──────── Input records
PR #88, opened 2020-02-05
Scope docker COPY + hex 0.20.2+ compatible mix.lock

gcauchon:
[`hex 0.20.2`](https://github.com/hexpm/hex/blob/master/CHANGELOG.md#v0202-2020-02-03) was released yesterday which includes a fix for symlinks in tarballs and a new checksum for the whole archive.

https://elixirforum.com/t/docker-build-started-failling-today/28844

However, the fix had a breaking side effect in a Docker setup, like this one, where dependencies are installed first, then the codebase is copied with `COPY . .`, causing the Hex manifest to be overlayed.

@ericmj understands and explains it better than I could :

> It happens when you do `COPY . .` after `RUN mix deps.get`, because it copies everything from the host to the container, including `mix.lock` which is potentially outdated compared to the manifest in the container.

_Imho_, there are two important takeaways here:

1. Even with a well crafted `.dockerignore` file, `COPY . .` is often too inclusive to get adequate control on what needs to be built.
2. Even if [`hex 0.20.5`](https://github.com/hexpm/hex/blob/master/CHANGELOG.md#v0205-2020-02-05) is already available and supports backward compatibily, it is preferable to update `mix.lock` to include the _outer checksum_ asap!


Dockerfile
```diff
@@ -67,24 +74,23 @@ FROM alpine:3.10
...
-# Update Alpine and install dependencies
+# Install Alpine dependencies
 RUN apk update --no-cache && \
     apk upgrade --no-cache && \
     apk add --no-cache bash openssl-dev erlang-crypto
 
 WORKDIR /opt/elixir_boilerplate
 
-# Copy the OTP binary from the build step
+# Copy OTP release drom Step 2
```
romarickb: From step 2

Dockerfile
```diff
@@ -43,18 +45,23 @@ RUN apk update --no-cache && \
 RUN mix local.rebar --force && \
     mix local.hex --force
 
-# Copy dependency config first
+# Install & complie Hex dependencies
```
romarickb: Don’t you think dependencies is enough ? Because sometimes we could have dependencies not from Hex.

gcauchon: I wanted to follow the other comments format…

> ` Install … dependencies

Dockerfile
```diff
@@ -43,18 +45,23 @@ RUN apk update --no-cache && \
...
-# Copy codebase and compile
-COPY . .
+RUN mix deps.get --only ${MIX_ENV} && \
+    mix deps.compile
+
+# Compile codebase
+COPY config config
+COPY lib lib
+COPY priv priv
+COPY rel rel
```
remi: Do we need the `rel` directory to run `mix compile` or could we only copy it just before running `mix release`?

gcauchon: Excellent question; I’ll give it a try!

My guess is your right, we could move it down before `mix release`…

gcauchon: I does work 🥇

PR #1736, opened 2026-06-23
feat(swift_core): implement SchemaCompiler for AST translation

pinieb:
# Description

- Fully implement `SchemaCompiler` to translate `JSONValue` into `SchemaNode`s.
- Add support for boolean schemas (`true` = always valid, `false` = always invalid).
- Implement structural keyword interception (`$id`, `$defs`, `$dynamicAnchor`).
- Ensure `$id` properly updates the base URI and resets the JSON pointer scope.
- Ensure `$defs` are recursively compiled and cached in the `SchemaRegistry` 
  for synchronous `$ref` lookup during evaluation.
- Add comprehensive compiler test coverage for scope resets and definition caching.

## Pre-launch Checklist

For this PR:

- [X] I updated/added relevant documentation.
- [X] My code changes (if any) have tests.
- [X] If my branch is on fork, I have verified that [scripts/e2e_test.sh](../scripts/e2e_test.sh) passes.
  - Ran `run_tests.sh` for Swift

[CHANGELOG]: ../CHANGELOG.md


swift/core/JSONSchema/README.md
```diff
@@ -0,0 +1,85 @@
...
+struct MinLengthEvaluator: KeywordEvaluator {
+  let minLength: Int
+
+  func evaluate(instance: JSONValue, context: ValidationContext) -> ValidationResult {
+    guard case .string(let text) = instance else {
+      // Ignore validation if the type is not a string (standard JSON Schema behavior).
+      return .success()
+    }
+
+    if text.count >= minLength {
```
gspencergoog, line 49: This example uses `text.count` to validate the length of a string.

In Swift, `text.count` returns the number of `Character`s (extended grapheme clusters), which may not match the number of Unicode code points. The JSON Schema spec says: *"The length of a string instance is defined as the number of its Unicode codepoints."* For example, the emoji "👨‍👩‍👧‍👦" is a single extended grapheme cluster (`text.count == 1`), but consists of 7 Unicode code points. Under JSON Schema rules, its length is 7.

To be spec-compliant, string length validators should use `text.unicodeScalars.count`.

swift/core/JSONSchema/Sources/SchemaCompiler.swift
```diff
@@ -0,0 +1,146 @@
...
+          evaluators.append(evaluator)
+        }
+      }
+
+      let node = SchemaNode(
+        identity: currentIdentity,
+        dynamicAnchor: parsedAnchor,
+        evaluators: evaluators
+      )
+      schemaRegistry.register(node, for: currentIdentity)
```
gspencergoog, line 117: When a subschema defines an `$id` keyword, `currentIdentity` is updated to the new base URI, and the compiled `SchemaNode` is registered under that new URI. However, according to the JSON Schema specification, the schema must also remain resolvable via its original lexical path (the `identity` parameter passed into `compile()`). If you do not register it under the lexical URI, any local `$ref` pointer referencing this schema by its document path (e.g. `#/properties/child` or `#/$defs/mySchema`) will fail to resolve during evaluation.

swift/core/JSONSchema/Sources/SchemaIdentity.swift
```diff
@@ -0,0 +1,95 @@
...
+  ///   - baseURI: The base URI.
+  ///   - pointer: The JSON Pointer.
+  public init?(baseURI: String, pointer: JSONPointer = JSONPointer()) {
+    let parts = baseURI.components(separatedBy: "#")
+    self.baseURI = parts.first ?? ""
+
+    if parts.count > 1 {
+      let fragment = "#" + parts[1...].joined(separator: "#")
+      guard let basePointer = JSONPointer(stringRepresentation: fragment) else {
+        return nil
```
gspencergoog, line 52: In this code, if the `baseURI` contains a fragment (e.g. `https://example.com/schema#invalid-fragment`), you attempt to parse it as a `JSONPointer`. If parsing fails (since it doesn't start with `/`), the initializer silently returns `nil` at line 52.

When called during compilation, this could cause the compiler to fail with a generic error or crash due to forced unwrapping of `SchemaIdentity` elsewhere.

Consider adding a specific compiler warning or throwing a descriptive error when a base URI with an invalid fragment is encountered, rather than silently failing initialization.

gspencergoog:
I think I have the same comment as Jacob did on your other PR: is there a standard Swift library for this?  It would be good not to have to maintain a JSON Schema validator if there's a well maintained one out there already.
────────────────
# Exercise directions:
Every line of the entries that includes "gspencergoog" must be copied into the answer.

# Solution to this task:
gspencergoog, line 49: This example uses `text.count` to validate the length of a string.
gspencergoog, line 117: When a subschema defines an `$id` keyword, `currentIdentity` is updated to the new base URI, and the compiled `SchemaNode` is registered under that new URI. However, according to the JSON Schema specification, the schema must also remain resolvable via its original lexical path (the `identity` parameter passed into `compile()`). If you do not register it under the lexical URI, any local `$ref` pointer referencing this schema by its document path (e.g. `#/properties/child` or `#/$defs/mySchema`) will fail to resolve during evaluation.
gspencergoog, line 52: In this code, if the `baseURI` contains a fragment (e.g. `https://example.com/schema#invalid-fragment`), you attempt to parse it as a `JSONPointer`. If parsing fails (since it doesn't start with `/`), the initializer silently returns `nil` at line 52.
gspencergoog:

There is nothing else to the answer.